── Given material
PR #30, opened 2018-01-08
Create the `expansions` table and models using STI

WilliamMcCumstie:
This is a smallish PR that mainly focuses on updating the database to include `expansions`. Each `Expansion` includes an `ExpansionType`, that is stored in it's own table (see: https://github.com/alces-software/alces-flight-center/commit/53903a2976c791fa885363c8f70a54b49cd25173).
────
What the task requires =>
Copy each line above where the string "table" occurs.

Solution for this task =>
Create the `expansions` table and models using STI
This is a smallish PR that mainly focuses on updating the database to include `expansions`. Each `Expansion` includes an `ExpansionType`, that is stored in it's own table (see: https://github.com/alces-software/alces-flight-center/commit/53903a2976c791fa885363c8f70a54b49cd25173).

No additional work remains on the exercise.